# Z3 Fest - April 10 -13, 2003 near Atlanta



## scottn2retro (Mar 20, 2002)

Sounds like a great event:

http://www.z3fest.com/

Sounds like Randy Forbes will be there:

http://www.bimmerfest.com/forums/showthread.php?s=&threadid=17206


----------



## Randy Forbes (Apr 1, 2002)

Scott,

Not much gets past you...
And you're quick too!


----------



## scottn2retro (Mar 20, 2002)

There was talk of a West Coast get together, but have heard nothing lately. Until then, you guys back East have the best Z car events going.


----------



## StevzZ3 (Apr 30, 2002)

Dude, are we TOO laid back or what. We need more than 'fest for all year. Ideas?:dunno:


----------



## AndyM (Apr 18, 2002)

I'm thinking of attending. Who is interested in a convoy of sorts? I know one Cincinnati Z member who is already signed up and I think he would be up for getting a small convoy together. Randy, you interested? Anyone between Cincinnati and the destination want to meet up along the way?

Going to have to step it up a notch to get ready. Will need Xpel installed before I get on the highway.


----------



## scottn2retro (Mar 20, 2002)

StevzZ3 said:


> *Dude, are we TOO laid back or what. We need more than 'fest for all year. Ideas?:dunno: *


There was talk one time of some people trying to organize a West Coast Z event, but I think one of the guys that was really pushing for it kind of dissappeared :dunno:

For this event, I got a PM and hopefully soon will see some info posted from vance.


----------



## Randy Forbes (Apr 1, 2002)

AndyM said:


> *I'm thinking of attending. Who is interested in a convoy of sorts? I know one Cincinnati Z member who is already signed up and I think he would be up for getting a small convoy together. Randy, you interested? Anyone between Cincinnati and the destination want to meet up along the way?
> 
> Going to have to step it up a notch to get ready. Will need Xpel installed before I get on the highway. *


Depends...
Are you driving your Coupe?


----------



## AndyM (Apr 18, 2002)

yep. not going as a vendor...just a civilian.


----------



## AndyM (Apr 18, 2002)

For those interested:

Bob Slone (Cincinnati) and Todd Johnston (Northern Ohio) are planning on driving down to Knoxville on Wednesday, hitting the Dragon on Thursday morning and then heading the rest of the way.
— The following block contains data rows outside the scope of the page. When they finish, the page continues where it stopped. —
PR #1477, opened 2019-10-17
Make --no-event the default for local invoke

awood45:
If no explicit `--event` is passed in, the default assumption is that no
event is desired. STDIN events must be explicit.

This is a breaking change.

*Issue #, if available:*

*Description of changes:*

*Checklist:*

- [ ] Write unit tests
- [ ] `make pr` passes
- [ ] Write documentation


samcli/commands/local/invoke/cli.py
```diff
@@ -14,14 +14,17 @@
...
+\b
+Invoking a Lambda function without an input event
+$ sam local invoke "HelloWorldFunction"\n
 \b
 Invoking a Lambda function using an event file
 $ sam local invoke "HelloWorldFunction" -e event.json\n
 \b
 Invoking a Lambda function using input from stdin
-$ echo '{"message": "Hey, are you there?" }' | sam local invoke "HelloWorldFunction" \n
+$ echo '{"message": "Hey, are you there?" }' | sam local invoke "HelloWorldFunction" --event - \n
```
TheSriram: does `--event -` automatically trigger reading from stdin?

jfuss: Yes. Pretty sure it is standard in unix.

http://click.palletsprojects.com/en/5.x/arguments/#file-arguments

samcli/commands/local/invoke/cli.py
```diff
@@ -31,11 +34,10 @@
     "--event",
     "-e",
     type=click.Path(),
-    default=STDIN_FILE_NAME,  # Defaults to stdin
     help="JSON file containing event data passed to the Lambda function during invoke. If this option "
-    "is not specified, we will default to reading JSON from stdin",
+    "is not specified, no event is assumed. Pass in the value '-' to input JSON via stdin",
```
jfuss: The default value is '-', so there is no need for them to pass '-' to the option `--event` is sufficient.

samcli/commands/local/invoke/cli.py
```diff
@@ -31,11 +34,10 @@
...
 )
-@click.option("--no-event", is_flag=True, default=False, help="Invoke Function with an empty event")
+@click.option("--no-event", is_flag=True, default=True, help="DEPRECATED: By default no event is assumed.", hidden=True)
```
jfuss: Do we have a plan to remove this option all together?

samcli/commands/local/invoke/cli.py
awood45: It does, I've tested this.

samcli/commands/local/invoke/cli.py
awood45: That's not the default behavior anymore. If you do not pass in `--event`, we will not trigger STDIN. That's the point of this change. Unless I'm missing something or made a mistake.

samcli/commands/local/invoke/cli.py
awood45: I'm open to that, question is if it's worth breaking people who are already using it. But by making it hidden, we're more or less de facto deleting it. The next step would be to drop values on the floor if someone goes to the trouble of doing `--no-no-event` or similar.

TheSriram: Can we actually add a line somewhere "DEPRECATED" onto stdout, before we start looking for values on stdin. Similair to how python2.7 was deprecated.

samcli/commands/local/invoke/cli.py
jfuss: My mistake. I thought the default value was still there (which makes no sense and it was removed in the diff). Please ignore my comment.

samcli/commands/local/invoke/cli.py
jfuss: You don't have `--no-no-event` defined. So customers shouldn't be doing that at least. (https://click.palletsprojects.com/en/7.x/options/#boolean-flags). 

I am ok not deleting it fully. You marked it as `DEPRECATED` in the help text, which would indicate we would remove it at some point. Maybe the right thing to do is not to that at all, and allow people to explicitly define `--no-event`. Once this is released, I am not sure why people would type more but it really doesn't hurt anything. If we are planning on removing completely, I would like us to have a way to do that was all. This is a non-blocking comment but worth thinking about.

awood45: I think if someone explicitly defines `--no-event` there is no harm done - we're basically making it a no-op regardless, and I believe the deprecation flag removes it from help text anyways.

So perhaps the best way forward is to just leave it in place, but have it rendered inert.

sparrowt:
The [documentation](https://docs.aws.amazon.com/serverless-application-model/latest/developerguide/sam-cli-command-reference-sam-local-invoke.html) still says:
> -e, --event PATH  ... If you don't specify this option, the default is reading the JSON from stdin.

which is no longer true, and it took me a while to find that this breaking change was the reason I could no longer invoke via stdin without explicitly specifying `--event -`.

Where is the best place to raise a ticket for updating the docs?

PR #1478, opened 2019-10-18
fix: add timeouts on docker local-invoke, start-api and start-lambda integration tests

TheSriram:
- cause the builds to fail on appveyor rather than halting the test
  forever, resulting in a lengthy build timeout.
- had to play around with requirements to be able to adopt `pytest-timeout`, also do we need `tox`?

*Issue #, if available:*

*Description of changes:*

*Checklist:*

- [ ] Write unit tests
- [ ] `make pr` passes
- [ ] Write documentation

### DIFF
--- a/requirements/dev.txt
+++ b/requirements/dev.txt
@@ -1,13 +1,13 @@
 coverage==4.3.4
-tox==2.2.1
 pytest-cov==2.4.0
 # astroid > 2.0.4 is not compatible with pylint1.7
 astroid>=1.5.8,<2.1.0
 pylint==1.7.2
 
 # Test requirements
-pytest==3.1.0
-py==1.4.33
+pytest==3.6.0
+py==1.5.1
+pluggy==0.6.0
 mock==2.0.0
 parameterized==0.6.1
 pathlib2==2.3.2; python_version<"3.4"
@@ -16,3 +16,4 @@ futures==3.2.0; python_version<"3.2.3"
 backports.tempfile==1.0
 pytest-xdist==1.20.0
 pytest-forked==1.0.2
+pytest-timeout==1.3.3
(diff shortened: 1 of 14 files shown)


TheSriram:
Might need to adopt https://github.com/pytest-dev/pytest-rerunfailures as well.

requirements/dev.txt
```diff
@@ -1,13 +1,13 @@
 coverage==4.3.4
-tox==2.2.1
```
sanathkr: No we don't need tox. +1

requirements/dev.txt
```diff
@@ -1,13 +1,13 @@
...
 pytest-cov==2.4.0
 # astroid > 2.0.4 is not compatible with pylint1.7
 astroid>=1.5.8,<2.1.0
 pylint==1.7.2
 
 # Test requirements
-pytest==3.1.0
-py==1.4.33
+pytest==3.6.0
```
sanathkr: This might cause some weird test failures/warnings I think.

tests/integration/local/invoke/runtimes/test_with_runtime_zips.py
```diff
@@ -30,6 +31,7 @@ def setUp(self):
     def tearDown(self):
         os.remove(self.events_file_path)
 
+    @pytest.mark.timeout(timeout=300, method='thread')
```
sanathkr: is this seconds?

requirements/dev.txt
jfuss: Are you talking about removing py or the pytest upgrade?

tests/integration/local/invoke/runtimes/test_with_runtime_zips.py
TheSriram: yeah its seconds.

requirements/dev.txt
TheSriram: I had to upgrade pytest to even be able to use pytest-timeouts.

TheSriram:
Gonna increase the lambda timeouts on the integration test templates. Looks like 3 seconds is too low (sporadically) when running docker linux containers on appveyor windows.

I'm not sure if I will go with them or not and would be open to another caravan if others are interested and or could not get Wed.-Friday off from their job.


----------



## Randy Forbes (Apr 1, 2002)

Nothing cast in stone yet, but we'll likely leave Thursday morning and head towards Atlanta.

Might have a few shortened shift levers in my trunk...


----------



## scottn2retro (Mar 20, 2002)

From vance-man:

Z3Fest Part One: The Chateau Elan.

It will come as a surprise, trust us. Enroute to Z3Fest, you will suddenly come upon this place, and gasp, left breathless. Through the hedgerows you will go, down the long palatial courtyard, gracefully slowing your approach to this grand estate, much as Kings and Queens did on their way to the hunt. And what will be waiting for you along the entire front escarpment? Bright, shiny Z3s, oh yes, one after the other. Aristocrats of the road now gallantly at rest, like chariots claiming their rightful place in history.

Welcome! Welcome to the Chateau Elan and to the adventure that is Z3Fest.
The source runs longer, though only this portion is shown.